ABOUT THIS TASK — Return, from the data below, each line that contains the word "upon".

· · · · · · ·

PR #642, opened 2020-05-26
Prepare for the future - OTP 23 (http_uri:parse/1)

paulo-ferraz-oliveira:
This PR fixes one of the classes of issues (the use of `http_uri:parse/1`) that I stumbled upon while `dialyzer`ing in OTP 23.

Some other "issues" persist and I'll get around to them if/when I have time.

I've added a very basic test, and `make eunit` is without error.

At any rate, `.travis.yml`, is not set for OTP 22 or 23.

### DIFF
--- a/src/erlcloud_s3.erl
+++ b/src/erlcloud_s3.erl
@@ -1738,7 +1738,7 @@ create_notification_param_xml({cloud_function, CF}, Acc) -> [{'CloudFunction', [
 -spec get_bucket_and_key(string()) -> {string(), string()}.
 
 get_bucket_and_key(Uri) ->
-  {ok, Parsed} = http_uri:parse(Uri),
+  {ok, Parsed} = erlcloud_util:uri_parse(Uri),
   {Host, Path} = extract_host_and_path(Parsed),
   extract_location_fields(Host, Path).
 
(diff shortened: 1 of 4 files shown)


paulo-ferraz-oliveira:
> Makes sense to me. Any reason not to just put 22.3/23.0 into travis?

You mean in the current PR? I didn't think about putting 23.0- since it was out-of-scope. On the other hand, if I include 23.0 now it should compile with warnings - at least. But I'm OK with that, if you are.

My preference would go toward solving all the other 23.0 issues, first, though, and then add the target. Oh, and on the subject of issues, `lhttpc` will "soon" become one, since there's also breaking/deprecation changes in the OTP API that affect it.

nalundgaard:
Good point on 23, I guess best to keep it out till it’s ready. I’ve had updating our lhttpc on my to do list for awhile, I’m sure 23 will splay into that later this year.

paulo-ferraz-oliveira:
This `lhttpc` fork, https://github.com/MiniclipPortugal/lhttpc, is maintained and compatible with `erlcloud` since it's what we use internally at Miniclip, but I wouldn't know about breaking differences from yours, though. If you want to, I can, in a new open issue, enumerate what it would mean to change to it.

paulo-ferraz-oliveira:
@nalundgaard: do you think this will get merged soon? Thanks.

nalundgaard:
Yes! Sorry I spaced on this, I’ll give it a final check in the morning and look at your other PRs. Thanks for the reminder!

PR #643, opened 2020-06-07
Add CloudWatch Log Groups and Streams creation and deletion functions

noxdafox:
Greetings,

I am building an Erlang Lager backend for CloudWatch and I found these functions to be of use for this case.


noxdafox:
Anyone who could review this PR?

PR #126, opened 2016-05-06
s/memset/memcpy/ - typo fix in documentation

hobbitalastair:


hobbitalastair:
Could you please explain why this is wrong?

vurtun:
Oh sorry my bad I though I already fixed that and that's why travis is bitching but you are right I looked at the wrong location. My bad I will pull it.

PR #128, opened 2016-05-08
Close popups by clicking anywhere outside of popup bounds

jimon:
Mostly to recreate combobox behavior from almost every other UI (GTK/MFC/Qt/etc) :+1:


vurtun:
Thanks for the PR, compiles runs and does its job :+1:

PR #129, opened 2016-05-09
Improving window scaling

jimon:
In most UI frameworks scaling "attaches" mouse cursor to scale pivot, so if even mouse cursor leaves the pivot (in case if scaling restrictions don't allow pivot to follow cursor) - scaling is not canceled, and pivot will follow again when cursor position will generate valid window size.

Previous nuklear behavior was to cancel scaling at moment when cursor moves outside of scaling pivot, which is not natural for many users. Plus also previous implementation used incremental delta integration which generates inaccurate inputs if the mouse leaves and then re-enters the app window.

I've changed the implementation to have scaling state with initial size so we can apply total accumulated delta to always have correct good looking results.

### DIFF
--- a/nuklear.h
+++ b/nuklear.h
@@ -2436,6 +2436,11 @@ struct nk_property_state {
     int state;
 };
 
+struct nk_scaling_state {
+    struct nk_vec2 start_size;
+    int active;
+};
+
 struct nk_window {
     unsigned int seq;
     nk_hash name;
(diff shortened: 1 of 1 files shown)


vurtun:
Thanks for another great PR. I am not quite sure this is the correct way of achieving the desired result but I think it is good enough. But this PR introduced a few ANSI C errors, warnings and style issues that should be fixed now.

jimon:
@vurtun what would be the correct way then? Because I'm planning to do similar thing to the scrolling :)

vurtun:
It could be that I don't understand what you are doing, but scrollbar already has mouse grabbing to allow scrolling even if the mouse is outside the scrollbar, just like slider.

PR #130, opened 2016-05-15
Some checks

romku96:
Added some checks


romku96:
There is exclusive zero check in `nk_inv_sqrt`, but 0 is acceptable too

PR #152, opened 2016-05-24
Allow static windows position update.

Tirus42:
Currently any position change is ignored.
Its a problem if you want to create a gui and rescale the draw area during runtine.
This patch will allow windows with not NK_WINDOW_MOVEABLE set to update the position.


vurtun:
Sorry but while correct I don't think it is a good idea. I think adding multiple meanings to one argument with different side effects depending on a single flag is not good API design and is confusing. Especially since I already provide functions to access and modify window position and size by `nk_window_set_bounds`, `nk_window_set_position` and `nk_window_set_size`.

PR #154, opened 2016-05-27
fixed 'unsigned short' overflow when drawing widget text with font size > widget height

ytsarko:
When `f->height` is greater than `b.h` then resulting `label.h` will become negative and inside call of `nk_draw_text` in expression `cmd->h = (unsigned short)r.h;` resulting h will become **USHRT_MAX**.

### DIFF
--- a/nuklear.h
+++ b/nuklear.h
@@ -9838,7 +9838,9 @@ nk_font_atlas_end(struct nk_font_atlas *atlas, nk_handle texture,
     }
     for (i = 0; i < atlas->font_num; ++i) {
         atlas->fonts[i]->texture = texture;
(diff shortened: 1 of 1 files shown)


ytsarko:
Sorry, the second commit (de91bd6) got here accidentally. It really should be a separate PR.

vurtun:
Thanks for your PR. While fixing the problem it also let to me fixing another bug I found because of it inside the `xlib` demo. :+1: 
As for the second commit I let it slide since the changes are not that significant (as in complex for me to follow) otherwise please create two PRs in the future.

ytsarko:
> As for the second commit I let it slide since the changes are not that significant (as in complex for me to follow) otherwise please create two PRs in the future.

Sure, I`ve mistakenly added that second commit to a PR.

PR #164, opened 2016-06-13
Emscripten support with glfw3 (and shaders) demo at www.cwkx.com/nuklear

cwkx:
Hi, I added Emscripten support with glfw3 (and shaders), with a demo at www.cwkx.com/nuklear

- to compille, use "emcc main.c -o index.html -s USE_GLFW=3" or use "node build.js" once emscripten is installed and added to path.
- You can get index.js down to 450kb with -Oz but this requires a webserver for the index.html.mem whereas with -O0 it runs out of the box
- the main changes to make it work were some rewrite of the shaders, and replacement of glMapBuffer with glBufferSubData, and some restructuring (adding meta to device struct) as VAOs aren't supported by WebGL.


lieff:
Additional compiler switch -I../.. is needed for #include "nuklear.h".

lieff:
Works great!

dumblob:
Thanks, it's nice to see Nuklear working in a web browser!

By the way, do you also experience window grab exchange or even both-windows-at-the-same-time-grab when quickly moving one window back and forth while ensuring the mouse pointer is crossing another window's title bar (disregarding whether the grabbed window is overlapping or underlapping)?

@vurtun do you happen to have any idea why this could happen?

paulsapps:
Mouse wheel scrolling seems to be inverted?

dumblob:
@cwkx could you please update the demo on www.cwkx.com/nuklear (as the bug mentioned in https://github.com/vurtun/nuklear/pull/164#issuecomment-227692547 should be fixed by https://github.com/vurtun/nuklear/commit/2b1c2ca5406714e3e673fa5fcb28224ef517d403 )?

dumblob:
@cwkx I can see that you're working hard on the 3D curve paper, but could you please state whether you want to further develop/maintain the emscripten demo? @vurtun decided to remove it in https://github.com/vurtun/nuklear/commit/cae6005015383cf70f8f6db653b440e1e6ada613 because of missing response.

PR #167, opened 2016-06-17
Moving some very useful macros to library interface part

ytsarko:
Some very useful macros (especially NK_MIN/MAX, NK_CLAMP, NK_BETWEEN, NK_INBOX, NK_ALIGNOF and others) are moved from NK_IMPLEMENTATION part of the header to interface part.

Having these in interface will facilitate in creating of nuklear backends when one needs to perform calculations of rectangle intersections, allocating memory in nk_buffer (**nk_buffer_push**, for example, accepts alignment of an object) range checks and others.


ytsarko:
Hi!
Are there any chances it will be merged?

vurtun:
Hey sorry this took a little longer I don't have much time at the moment.
I don't think there is any good reason to make these public. As far as I would say everyone
who wants to use them can just move them into the header part while those that don't want to clutter their namespace by default. So I am not 100% sure and tend to keep it private or are there any other advantages of having them public.

ytsarko:
Hi!
> I don't think there is any good reason to make these public. As far as I would say everyone
who wants to use them can just move them into the header part...

Actually, this PR is aimed to reduce those number of cases. This will allow minimize the number of changes between upstream nuklear.h and one used in the project and as a side effect simplify syncing with upstream and other maintenance.

> ... don't want to clutter their namespace by default

As far as I can tell, all the moved stuff begins with NK_ prefix, so I think it hardly can hit anyone. If someone has chosen to use such a prefix for his own code then he will anyway have troubles using nuklear because of other functions/types/macros that are already in the interface part of the library.

PR #172, opened 2016-06-24
horizontal scrollbar fixes

inolen:
While working on a texture preview window containing a horizontally scrolling window of images, I hit a few edge cases with horizontal scrollbars.

First, my window didn't container a scaler so they panel's height was calculated incorrectly. The old calculation used scaler_size (16) when either scrollbars or scalers were enabled, as opposed to the max of either scaler_size (16) or scrollbar_size.y (10). Since my window was aligned to the bottom of the screen there was a 6 pixel gap between container and the bottom of the screen due to this.

Second, the horizontal scrollbars used the scrollbar_size.x to determine their final position, as opposed to scollbar_size.y. Being that my window didn't have any vertical scrolling I had set scrollbar_size.x to 0, which then causes the horizontal scrollbar to be position incorrectly.

I've attached a before and after of the use case.

Before (scrollbar is completely not visible):
screenshot from 2016-06-23 22-44-34

After (bright green is the scrollbar background):
screenshot from 2016-06-23 22-43-09

### DIFF
--- a/nuklear.h
+++ b/nuklear.h
@@ -15633,10 +15633,16 @@ nk_panel_begin(struct nk_context *ctx, const char *title)
     }
 
     /* calculate window footer height */
-    if (!(win->flags & NK_WINDOW_NONBLOCK) &&
-        (!(win->flags & NK_WINDOW_NO_SCROLLBAR) || (win->flags & NK_WINDOW_SCALABLE)))
-        layout->footer_h = scaler_size.y + style->window.footer_padding.y;
-    else layout->footer_h = 0;
+    layout->footer_h = 0;
+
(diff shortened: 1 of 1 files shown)


vurtun:
Thanks for the great PR! Good explanation what is wrong (even with pictures!) and what should be :+1: .Small nitpick please use the correct code style. Single `if` statements do not have `{}` and I use 4-Spaces for Tabs. I fixed it myself but it would be great if I don't have to do this myself for every PR. Other than that A+ commit.

inolen:
@vurtun Sorry I missed the style differences, thanks for fixing things up!

It may be worth investigating clang-format and seeing if there's a happy medium you can achieve with its options that people can run before commit.

PR #181, opened 2016-07-12
Fix compilation when NK_INCLUDE_COMMAND_USERDATA is defined

Spasi:


vurtun:
Thanks for the PR. While it is correct that this is an error your fix is overly complex. Instead of  
```c
(&ctx->draw_list)->userdata = cmd->userdata;
``` 
you  just could have fixed it with:
```c
ctx->draw_list.userdata = cmd->userdata;`
```
I went ahead and fixed it with the second version.

PR #184, opened 2016-07-15
Enhancement: 'nk_buffer_push' function now returns address

ytsarko:
Previously, **nk_buffer_push** function returned void. With this commit it returns address of item
which was added to buffer. One can use this address to get a pointer to that item inside the buffer (for example to modify its fields or pass this pointer to another code).

### DIFF
--- a/nuklear.h
+++ b/nuklear.h
@@ -10000,7 +10000,6 @@ nk_input_key(struct nk_context *ctx, enum nk_keys key, int down)
     NK_ASSERT(ctx);
     if (!ctx) return;
     in = &ctx->input;
-    if (in->keyboard.keys[key].down == down) return;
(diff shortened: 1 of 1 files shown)


vurtun:
Thanks for the PR. But if you _really_ want the pointer please use `nk_buffer_alloc` instead. The reason why I did not return the new memory from `nk_buffer_push` is because the pointer access behavior is undefined after the next call to `nk_buffer_push` since the buffer could reallocate. `nk_buffer_alloc` has the same behavior that is why it is private. If you know what you are doing you can make it public and use it.

ytsarko:
You`re right. I absolutely forgot about buffer reallocs which render pointer at buffer contents useless.

PR #1213, opened 2023-04-10
Fix UI duplicated

AtmegaBuzz:
Added a pop up page which appear's when clicked on check for duplicate button. This popup takes the url entered and then query the backend API of UrlCheckApiViewset to get the list of top 10 latest issues . Future idea is to add a title in the Issue and then run a math algorithm to check for best match of (title,issuetype, domain) and return the latest results.

### DIFF
--- a/.github/workflows/assign-issues.yml
+++ b/.github/workflows/assign-issues.yml
@@ -3,6 +3,8 @@ name: Auto Assign Issues
 on:
   issue_comment:
     types: [created]
+  schedule:
+    - cron: '0 0 * * *'
   workflow_dispatch:
 
 jobs:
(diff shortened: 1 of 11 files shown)


fredfalcon (approved):

AtmegaBuzz:
@letsintegreat The API format for check for duplicates is changed. Now it takes domain_url in post request and returns list of issue data 
image

letsintegreat:
> @letsintegreat The API format for check for duplicates is changed. Now it takes domain_url in post request and returns list of issue data 
> image
> 

Alright, I'll make the necessary changes in the app, thanks!

PR #1382, opened 2023-08-25
Fixing comment (everytime refresh to see the comment)

### LINKED ISSUE #739: Bug: When you comment, it does not show up initially, you have to refresh to see it.  It should show up right away
http://bugheist.com/issue/1523

Prakhar-Shankar:
Closes #739 

Now everytime you comment the window will refresh itself. Hence, the comment will be added without refreshing the page manually.

### DIFF
--- a/website/templates/issue.html
+++ b/website/templates/issue.html
@@ -46,6 +46,7 @@
         margin-left: 10px;
     }
 
+  
     .fa-white {
         color: white;
     }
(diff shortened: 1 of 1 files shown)


DonnieBLT:
Thanks for your contribution! The comment is submitted via ajax, so all we'd have to do is append the text to the end of the list.  Your solution still refreshes the page instead of appending it to the list without a refresh.  This task would be to append it to the list and not refresh the page.

Prakhar-Shankar:
> Thanks for your contribution! The comment is submitted via ajax, so all we'd have to do is append the text to the end of the list.  Your solution still refreshes the page instead of appending it to the list without a refresh.  This task would be to append it to the list and not refresh the page.  


Okay I got it, thanks for the information. I'll surely look into this.

PR #1396, opened 2023-08-30
made some changes in UI and improved visibility of page

officialarmannqureshi:
Before:
UI-02

After :
UI-02-Solution

2nd Improvement:
Before:

UI-03

After:

UI-03-Solution-Bg
UI-03-Solution-Border


AtmegaBuzz:
No need to do 2nd improvement, you can consult on slack about design. 1st change looks good.

Issue #1393, opened 2023-08-29
Bug: Endless/ Too long initial loading time


just-ary27:
As you might have seen upon opening the BLT website, the homepage takes forever to load. Not only is this inefficient but might cause problems to users opening website on a poorer connection.

**To Reproduce**
Just open the homepage of BLT website.

**Expected behavior**
Reduced loading time of homepage

CodeWithBishal:
Hi @just-ary27,
Just wondering if the issue still there?
I have checked and found the website loads fine for me: https://owasp.org/www-project-bug-logging-tool/

just-ary27:
That's the project information site, not the project site. We're talking about the project website in this issue

CodeWithBishal:
Hi @just-ary27, 

Just to confirm are we talking about www.bugheist.com here?

just-ary27:
Yes

CodeWithBishal:
@just-ary27  Can you assign this issue to me?

CodeWithBishal:
@officialarmannqureshi I am already working on this issue, was your plan to contribute to the code?

PR #1422, opened 2023-09-16
lazy loading images

CodeWithBishal:
Lazy loading images to boost performance. #1393 

We also need to enable severside gzip and that will boost the page performance significantly.


CodeWithBishal:
Please note: Enabling Server side gzip is a must to improve performance/loading speed significantly

DonnieBLT (approved):

DonnieBLT:
Thanks @CodeWithBishal !

PR #1436, opened 2023-09-25
Issue #828

JisanAR03:
BLT use for translate language :  i18n, i just make some changes on template i mean just rewrite some text with "{% trans '' %}" and also i did some changes on locale folder because i had translate some text manually because they are translate automatically .
I attach some image of before and after : 
    before: 
image
   after :
   
image

i fix all page like this for each language.


AtmegaBuzz:
Hey @JisanAR03 there are 300 + file changes, can you rebase to main

PR #1456, opened 2023-10-04
responsiveness error solved

CaduRoriz:
Tracking issue for: https://github.com/OWASP/BLT/issues/1451

Before:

· · · · · · ·

EXPECTED ANSWER —
This PR fixes one of the classes of issues (the use of `http_uri:parse/1`) that I stumbled upon while `dialyzer`ing in OTP 23.
As you might have seen upon opening the BLT website, the homepage takes forever to load. Not only is this inefficient but might cause problems to users opening website on a poorer connection.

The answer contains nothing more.